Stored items

########################################

PR #5203, opened 2017-10-23
Use josepy instead of acme.jose.

jezdez:
Ping @bmw?


jezdez:
@bmw One item on my todo list left is figure out what we do with josepy, my recommendation is to move it to the certbot or letsencrypt GitHub organization to simplify collaboration and maintain it close to the rest of certbot. I'm happy to transfer both the PyPI and ReadTheDocs project to whoever you think would be best.

bmw:
Thanks for doing this work @jezdez! I'm sorry this has sat here so long without comments. Most of the Certbot team was unavailable working on other stuff last week and I'm just getting caught up.

I've pinged our major distro package maintainers to make sure that us doing this isn't going to cause any problems on their end. (If you're curious, I'm mainly worried about distros that are in some ways frozen and the need to add this new package causing problems for updates to our packages we'd otherwise get.) Assuming it won't be an issue, we can transfer the josepy repo to the Certbot org, transfer PyPI and ReadTheDocs to me, and I'll review and merge this PR.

########################################

WHAT IS BEING ASKED: Lines in the data that include the word "this" should all be copied.

EXPECTED ANSWER:
Thanks for doing this work @jezdez! I'm sorry this has sat here so long without comments. Most of the Certbot team was unavailable working on other stuff last week and I'm just getting caught up.
I've pinged our major distro package maintainers to make sure that us doing this isn't going to cause any problems on their end. (If you're curious, I'm mainly worried about distros that are in some ways frozen and the need to add this new package causing problems for updates to our packages we'd otherwise get.) Assuming it won't be an issue, we can transfer the josepy repo to the Certbot org, transfer PyPI and ReadTheDocs to me, and I'll review and merge this PR.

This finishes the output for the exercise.